Corrobora com a opinião a professora da Faculdade de Educação da UFMG e membro da comissão articuladora do Fórum Mineiro de Educação Infantil, Mônica Correia Baptista. “Já superamos essa guerra de métodos”, atesta.

As pesquisadoras, em conjunto com os demais signatários do documento, como Ação Educativa, Campanha Nacional pelo Direito À Educação, fóruns de educação e grupos de pesquisa, defendem a alfabetização como um direito social, para além de uma aquisição individual.

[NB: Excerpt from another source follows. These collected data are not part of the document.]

Issue #618, opened 2020-01-23
Allow maps to specify which tile layer is drawn above the player


MirceaKitsune:
Mappers are currently limited in how they can organize their map tiles by a hardcoded default of 3 layers drawn under the player. This means that if you have more than 3 tile layers, layer 4 and above will be automatically drawn on top of the player and other NPC's.

This limit should be customizable and possible to override by the map. The most logical option seems a new map property, specifying which layer will cover the player when set. If not set the default should of course remain the same as to not break existing maps.

xirsoi:
The most intuitive thing, imo, would be to have the property specify which layer characters (PC and NPCs) will be drawn, rather than the first layer that will be drawn above them. But that's a detail :P

xirsoi:
I'd like to take a crack at this.

xirsoi:
Okay, think I have it, just need to actually test it. Hopefully I'll have time tomorrow.

MirceaKitsune:
Thanks! I probably could have as well but am already juggling two branches and working on other things, so it does help.

xirsoi:
I've been wanting to get more involved anyway, thought this was an easy enough thing to work on.

xirsoi:
New map property sprite_layer added.

PR #619, opened 2020-01-24
Support for map property to specify character drawing layer #618

xirsoi:
Adds a new map level property called pc_layer. The world state passes this to the NPC.get_sprites() method, where it's inserted into the returned sprite tuples.

The value defaults to 2 (same as before) in the Map init.

I added this property to two of the maps (temporarily) for testing.


tuxemon/core/npc.py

“Compreendida como um direito de todos, a alfabetização exige que a escola, como instituição social, cumpra seu papel de ensinar os princípios básicos da escrita alfabética, mas, também de promover conhecimentos que possibilitem, aos indivíduos e aos respectivos grupos, utilizar a escrita como prática social, em contextos os mais diversos. Se existe uma alfabetização como conjunto de habilidades, essa só se desenvolve plenamente se os indivíduos e grupos fazem uso efetivo dessas habilidades”, traz grafada a carta.

É nesse contexto que as pesquisadoras situam o letramento como processo indissociável da alfabetização. “O letramento é o caminho cultural e social que se faz entre a aquisição do sistema alfabético e o seu uso, não sendo, portanto, um contraponto à alfabetização”, atesta isabel.

“Ser alfabetizado não é apenas entender o funcionamento do sistema alfabético, é ser também capaz de fazer uso disso no cotidiano das mais variadas formas, lendo textos variados e estabelecendo relações a partir deles”, afirma Mônica.

Além de uma questão de métodos

Além de pedir prioridade à alfabetização no campo das políticas públicas, a carta fala sobre a necessidade de “um olhar retrospectivo” para as estratégias que foram desenvolvidas ao longo do tempo.

Para os signatários, há uma “conclusão equivocada” e “amplamente difundida de que a alfabetização não avança no Brasil”, fruto de uma “análise isolada de índices”, que não considera as séries históricas.

“Do final do século XIX até as primeiras décadas do século XXI passamos de 17,7% de alfabetizados (primeiro censo de 1872, sem considerar a população escrava) para 93% da população com 15 anos ou mais de idade”, cita a carta, ao recorrer a dados do IBGE de 2017.

“Até a década de 70 tínhamos um discurso muito forte de método no sentido escrito, mas 50% das crianças saíam da escola sem ler e escrever. Se esse método era tão bom por que não resolveu o problema? É preciso considerar que essa população era a que, majoritariamente, não tinha assegurado o acesso à escola e nem condições de se manter nela”, analisa Isabel.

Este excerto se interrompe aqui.